Central Dogma of Molecular Biology
DNA (sequencing: first-generation and NGS) → Transcription → mRNA (RNA sequencing) → Translation → Protein (mass spectrometry).
What is the importance of RNA sequencing?
1) Phenotypic Understanding: Not all phenotypes arise from genetic changes; RNA-seq helps investigate gene expression.
2) Detection of Isoforms: Allows detection of different RNA isoforms and measurement of RNA expression levels.
Describe the RNA Sequencing Workflow
- Isolate RNA:
- Extract RNA from the biological sample, ensuring high quality and purity. - Fragment RNA:
- Break down the RNA into shorter segments to facilitate sequencing. - Reverse Transcription to cDNA:
- Convert RNA into complementary DNA (cDNA) using reverse transcriptase. - Library Preparation and PCR Amplification:
- Add adapters to the cDNA and amplify the library through PCR. - Next-Generation Sequencing (NGS):
- Sequence the cDNA library using NGS technology. - Decode cDNA Sequences:
- Analyze the sequenced data to obtain the corresponding nucleotide sequences. - Map Sequencing Reads:
- Align the sequencing reads to the transcriptome or genome to identify where they originated. - Normalization:
- Adjust the data to account for biases and variations in sequencing depth across samples.

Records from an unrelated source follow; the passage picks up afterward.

PR #54, opened 2023-12-22
Formatting fixes, and exposing `raw` as public property

johandahlberg:
## Description

- Fixes incorrect formatting in analysis command cli docs.
- Exposes that `raw` property of the `Graph` object as a public property.

## Type of change

With unit tests and by manually looking at the docs.


ambarrio (approved):
LGTM

PR #611, opened 2016-05-20
lsof: Fix for Linuxbrew

sjackman:


lsof.rb
```diff
@@ -26,7 +26,7 @@ def install
                 "/usr/include", MacOS.sdk_path.to_s + "/usr/include"
 
       mv "00README", "../README"
-      system "./Configure", "-n", "darwin"
+      system "./Configure", "-n", `uname -s`.chomp.downcase
```
DomT4: Calling `uname -s` directly here makes me a bit sad. Are there many possibilities beyond it throwing up `darwin` or `linux`?

sjackman: On Mac OS and Linux the only two possibilities are `darwin` and `linux`. Other kernels I can't say, but they're not supported anyway.

sjackman: On Linuxbrew we have `OS.name` which is `OS.mac? ? "darwin" : "linux"`. It comes in handy reasonably often.

DomT4: `OS.name` is potentially something that could be added to `homebrew/brew` these days given the intention is for the core to be slowly more portable. It might be worthwhile asking Mike to de-fork Linuxbrew brew/core so they can be searched on GitHub (GH's website bars fork code searching for now).

`OS.mac? ? "darwin" : "linux"` seems reasonable to me, it's simple enough for everyone to understand.

ilovezfs: Since `uname -s` is portable, I'm not sure we need to reinvent the wheel unless there's a DSL for it.

DomT4: I'm just very 😷 on chucking vanilla ``` `` ``` onto the end of `system` calls. It's pretty nasty.

ilovezfs: I'm all for the DSL. Calling uname -s inline is nuts but so is if mac this if linux that :)

DomT4: Yeah, I think given the cross-platform desire in `homebrew/brew` it makes sense for `OS.name` to be a thing. I haven't checked but I'd be surprised if the mechanism for it in Linuxbrew is anything but tiny.

ilovezfs: https://github.com/Linuxbrew/linuxbrew/blob/master/Library/Homebrew/os.rb#L12

We'd probably want something a little fancier, like cached value of uname -s because then it's someone else's hard coded string so we can feel a tad cleaner.

sjackman: The current implementation of `OS.NAME` is essentially:
`/darwin/i === RUBY_PLATFORM ? "darwin" : "linux"`

DomT4: Any feelings on this @MikeMcQuaid?

MikeMcQuaid: I'd vote `uname -s` for now and then do something smarter with `HOMEBREW_SYSTEM` later.

ilovezfs: What's the simplest way to get output from `uname -s` here without resorting to backticks, if we'd like to address @DomT4's concern?

MikeMcQuaid: Let's just use backticks here.

MikeMcQuaid: To me `OS.mac?` is something far less pleasant.

ilovezfs: Yeah I cannot imagine a scenario where `uname -s` blows up where something else is not also very wrong. My question was mainly curiosity what the standard brew way of getting system output in a formula is other than backticks, even if we're not going to use that "other way" here.

MikeMcQuaid: There's nothing wrong with backticks if we're not inserting user or formula modifable text. I even think `shell_output` and `Utils.popen_read` hurt readability for people used to Shell/Bash but not Ruby in the cases where we're not splitting arguments or accepting user text CC @xu-cheng FYI too.

DomT4: Just think it looks pretty grim inline. Where this sort of thing pops up I tend to prefer something like:

```ruby
sys = `uname -s`.chomp.downcase
system "./Configure", "-n", sys
```

The two are close enough so you don't have to go hunting for what on earth `sys` is, but equally you're not mixing and matching execution calls on the same line like we're part of the world's least consistent style grab bag.

MikeMcQuaid: 👍

ilovezfs: To me it looks better just as Shaun has it. p =  f(x) ; q = g(p) is less clear than q = g(f(x)) especially when it all fits neatly on one line :)

sjackman:
I agree with Joe. Creating temporary variables doesn't help readability IMO.

DomT4:
Fed up of discussing the style nit given it's just personal preferences on top of other personal preferences. It's dupes, code consistency tends to go to hell in the taps anyway.

Merged in https://github.com/Homebrew/homebrew-dupes/commit/72879dfdd9989e1238dc1ca44a137124908c9ff7. Thanks folks.

sjackman:
Thanks for merging, Dominyk. Every formula in Homebrew/dupes builds on Linuxbrew now.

Describe: gene expression data analysis and validation (typically performed after high-throughput techniques like RNA sequencing (RNA-seq))

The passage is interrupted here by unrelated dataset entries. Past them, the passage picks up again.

PR #613, opened 2016-05-29
unzip: Ubuntu patchset, ZIP64 and symlink support

felixbuenemann:
* Use Ubuntu patchset for unzip, with [lots of bug and security fixes](http://changelogs.ubuntu.com/changelogs/pool/main/u/unzip/unzip_6.0-20ubuntu1/changelog).
* Enable large file support / ZIP64 for >=4GB and >=64k files.
* Compile against system libbz2 instead of built-in.


unzip.rb
```diff
@@ -7,12 +7,1215 @@ class Unzip < Formula
 
   keg_only :provided_by_osx
 
+  # Ubuntu unzip-6.0-20ubuntu1 patchset:
+  # http://changelogs.ubuntu.com/changelogs/pool/main/u/unzip/unzip_6.0-20ubuntu1/changelog
+  patch :DATA
```
DomT4: I'm not touching an 1100+ line patch inline. Just no way 😄. Submit it to https://github.com/Homebrew/formula-patches please.

If it has a security impact the formula should be revisioned, as well.

unzip.rb
```diff
@@ -7,12 +7,1215 @@ class Unzip < Formula
...
+
+  depends_on "bzip2"
```
DomT4: Does this have to be mandatory?

unzip.rb
```diff
@@ -7,12 +7,1215 @@ class Unzip < Formula
...
+
   def install
-    system "make", "-f", "unix/Makefile", "macosx"
+    system "make", "-f", "unix/Makefile",
+      "LOC=-DLARGE_FILE_SUPPORT -DSYMLINKS",
+      "D_USE_BZ2=-DUSE_BZIP2",
+      "IZ_BZIP2=\"#{Formula["bzip2"].opt_prefix}/lib\"",
```
DomT4: `opt_lib` will work fine. You can use single quotes here as well inside the `""` to avoid the slightly gross escaping in `make` arguments.

unzip.rb
felixbuenemann: I did get compile error with the system linbz2, although it's the same version as the one in dupes. I could re-evaluate what was going wrong.

unzip.rb
felixbuenemann: Sorry, totally forgot about bumping the revision. I didn't know about the patches repo, I'll look into it.

unzip.rb
DomT4: If we can avoid the extra mandatory dependency that's desirable.

felixbuenemann: Btw. the libbz2 in dupes does not install shared libs (not sure why), so technically this is a build only dependency…

DomT4: May well be off by default and nobody has ever asked to change that, I suspect. My objection is less if it's a pure `:build` dep only.

unzip.rb
felixbuenemann: Will switch to external patch, once Homebrew/formula-patches#23 is merged.

DomT4: Merged there, Thanks!

felixbuenemann:
@DomT4 I figured out the compile problem it was related to some missing headers.

The formula looks much cleaner now, thanks for the feedback.

felixbuenemann:
@DomT4 Somehow the jenkins build seems stuck, the yosemite job is referencing build 280 instead of build 281.

DomT4:
Seems okay?

felixbuenemann:
Yeah, seems fine now, not sure why it stalled so long on the yosemite build.

unzip.rb
```diff
@@ -4,11 +4,25 @@ class Unzip < Formula
   url "https://downloads.sourceforge.net/project/infozip/UnZip%206.x%20%28latest%29/UnZip%206.0/unzip60.tar.gz"
   version "6.0"
   sha256 "036d96991646d0449ed0aa952e4fbe21b476ce994abc276e49d30e686708bd37"
+  revision 1
 
   keg_only :provided_by_osx
 
+  # Upstream is unmaintained so we use the Ubuntu unzip-6.0-20ubuntu1 patchset:
```
MikeMcQuaid: If upstream is unmaintained we should boneyard this formula.

felixbuenemann: It is maintained by Debian for years. Unfortunately the version that ships with Mac OS X is very outdated and lacks important features like ZIP64 support, so the dupe is useful. There programs and scripts that depend on unzip and also on features not provided by the older OS X version, so dropping it would be a bad idea.

DomT4: I'm reasonably okay with this, despite the enormity of the patch. Dupes does exist to provide "better" (read into "better" whatever you wish to) versions of system utilities, and as long as people are willing to try and keep on top of patch situation I don't mind that here.

ilovezfs: I'd be more comfortable with this if we were using pseudo-upstream URLs for the patching. For example, see https://github.com/Homebrew/homebrew-core/blob/master/Formula/p7zip.rb#L15-L24

(Also, note http://pkgs.fedoraproject.org/cgit/rpms/unzip.git/tree/)

And why Ubuntu not Debian? :trollface:

Why hasn't someone forked this? Is there no GitHub project with the patches integrated and tagged releases?

MikeMcQuaid: > Why hasn't someone forked this? Is there no GitHub project with the patches integrated and tagged releases?

This is what concerns me too.

DomT4: I suspect that the Linux distros (which effectively _have_ forked `unzip` by this point) doing so more or less kills a lot of the need/desire for someone independent to do the work themselves.

ilovezfs: Debian:
```
01-manpages-in-section-1-not-in-section-1l
02-branding-patch-this-is-debian-unzip
03-include-unistd-for-kfreebsd
04-handle-pkware-verification-bit
05-fix-uid-gid-handling
06-initialize-the-symlink-flag
07-increase-size-of-cfactorstr
08-allow-greater-hostver-values
09-cve-2014-8139-crc-overflow
10-cve-2014-8140-test-compr-eb
11-cve-2014-8141-getzip64data
12-cve-2014-9636-test-compr-eb
13-remove-build-date
14-cve-2015-7696
15-cve-2015-7697
16-fix-integer-underflow-csiz-decrypted
```
To which Ubuntu adds:
```

```

ilovezfs: Fedora:
```
unzip-6.0-bzip2-configure.patch
unzip-6.0-close.patch
unzip-6.0-exec-shield.patch
unzip-6.0-attribs-overflow.patch
unzip-6.0-nostrip.patch
unzip-6.0-manpage-fix.patch
unzip-6.0-fix-recmatch.patch
unzip-6.0-symlink.patch
unzip-6.0-caseinsensitive.patch
unzip-6.0-format-secure.patch
unzip-6.0-valgrind.patch
unzip-6.0-x-option.patch
unzip-6.0-overflow.patch
unzip-6.0-cve-2014-8139.patch
unzip-6.0-cve-2014-8140.patch
unzip-6.0-cve-2014-8141.patch
unzip-6.0-overflow-long-fsize.patch
unzip-6.0-heap-overflow-infloop.patch
unzip-6.0-alt-iconv-utf8.patch
unzip-6.0-alt-iconv-utf8-print.patch
```
Gentoo (which also has the Debian patchset)
```
 	unzip-5.52-CVE-2008-0888.patch
	unzip-5.52-no-exec-stack.patch
	unzip-6.0-natspec.patch
	unzip-6.0-no-exec-stack.patch
```

Arch:
```
overflow-fsize.patch
cve20149636.patch
test_compr_eb.patch
getZip64Data.patch
crc32.patch
empty-input.patch
csiz-underflow.patch
nextbyte-overflow.patch
```
pkgsrc:
```
patch-ab
patch-ac
patch-crypt.c
patch-extract.c
patch-fileio.c
patch-list.c
patch-process.c
patch-unix_unxcfg.h    
```

ilovezfs: I'm not sure I'd call that a coherent fork, but certainly everyone is at least patching the CVEs.

felixbuenemann: Personally I'm unopinionated about which patchset to choose. I used the ubuntu one because it had an additional patch on top of the upstream debian package. The fedora patches could be linked to directly, so no separate patchset would be needed (I used `for f in $(cat series); do cat $f; done > patchset` with the debian archives).

ilovezfs: @felixbuenemann I'd suggest this:
```
class Unzip < Formula
  desc "Extraction utility for .zip compressed archives"
  homepage "http://www.info-zip.org/pub/infozip/UnZip.html"
  url "https://downloads.sourceforge.net/project/infozip/UnZip%206.x%20%28latest%29/UnZip%206.0/unzip60.tar.gz"
  version "6.0"
  sha256 "036d96991646d0449ed0aa952e4fbe21b476ce994abc276e49d30e686708bd37"

  keg_only :provided_by_osx

  patch do
    url "https://mirrors.ocf.berkeley.edu/debian/pool/main/u/unzip/unzip_6.0-20.debian.tar.xz"
    mirror "https://mirrors.kernel.org/debian/pool/main/u/unzip/unzip_6.0-20.debian.tar.xz"
    sha256 "7ddfafb1a771ae8d6b4e25c5e31f22c717e0fe606b1bafadcdd574c01f671490"
    apply %w[
             patches/01-manpages-in-section-1-not-in-section-1l
             patches/02-branding-patch-this-is-debian-unzip
             patches/03-include-unistd-for-kfreebsd
             patches/04-handle-pkware-verification-bit
             patches/05-fix-uid-gid-handling
             patches/06-initialize-the-symlink-flag
             patches/07-increase-size-of-cfactorstr
             patches/08-allow-greater-hostver-values
             patches/09-cve-2014-8139-crc-overflow
             patches/10-cve-2014-8140-test-compr-eb
             patches/11-cve-2014-8141-getzip64data
             patches/12-cve-2014-9636-test-compr-eb
             patches/13-remove-build-date
             patches/14-cve-2015-7696
             patches/15-cve-2015-7697
             patches/16-fix-integer-underflow-csiz-decrypted
          ]
  end

  def install
    system "make", "-f", "unix/Makefile",
      "CC=#{ENV.cc}",
      "LOC=-DLARGE_FILE_SUPPORT -DSYMLINKS",
      "D_USE_BZ2=-DUSE_BZIP2",
      "L_BZ2=-lbz2",
      "LFLAGS1=-liconv",
      "macosx"
    system "make", "prefix=#{prefix}", "MANDIR=#{man}", "install"
  end

  test do
    system "#{bin}/unzip", "--help"
  end
end

```

felixbuenemann: That's nice, I didn't know you could apply multiple patches from an archive!

ilovezfs: :) Yeah, it was motivated by the rsync patches, which rsync upstream itself distributes as a single tarball of goodies of which we use three.

felixbuenemann:
I pushed a new version that uses the patch archive and `apply` solution suggested by @ilovezfs above. I also dropped the `SYMLINKS` define, because it was enabled anyways.

unzip.rb
```diff
@@ -4,11 +4,45 @@ class Unzip < Formula
...
+  # http://changelogs.ubuntu.com/changelogs/pool/main/u/unzip/unzip_6.0-20ubuntu1/changelog
+  patch do
+    url "https://launchpad.net/ubuntu/+archive/primary/+files/unzip_6.0-20ubuntu1.debian.tar.xz"
+    mirror "http://archive.ubuntu.com/ubuntu/pool/main/u/unzip/unzip_6.0-20ubuntu1.debian.tar.xz"
```
ilovezfs: if there's an https mirror you can find, that would be even better

ilovezfs: @felixbuenemann here's one https://www.mirrorservice.org/sites/archive.ubuntu.com/ubuntu/pool/main/u/unzip/unzip_6.0-20ubuntu1.debian.tar.xz

DomT4:
Merged in https://github.com/Homebrew/homebrew-dupes/commit/faeb12a2f67d9edd82bdebad11f8383c5f217594. Thank you for your contribution to Homebrew @felixbuenemann; we appreciate it! :smiley_cat:

ilovezfs:
Yeah thank you for this @felixbuenemann. Despite the unorthodox upstream situation, I'm happy with how it turned out since it patches CVEs that affect Apple's version, too.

1) Data Analysis & Investigations:
- Comparative Analysis:
o Compare overall gene expression between different groups (e.g., treated vs. control) using Principal Component Analysis (PCA). - Differentially Expressed Genes (DEGs):
o Identify DEGs by comparing normalized counts across samples, visualized using expression heatmaps or volcano plots. - Pathway Enrichment:
o Analyze enrichment in biological pathways related to DEGs. - Regulatory Analyses:
o Study regulatory mechanisms affecting gene expression. - Alternative Splicing:
o Investigate different splicing events affecting mRNA diversity.
2) Validation Steps:
- mRNA Expression Validation:
o Confirm mRNA levels using quantitative PCR (qPCR). - Protein Expression Validation:
o Validate protein levels through Western blot analysis.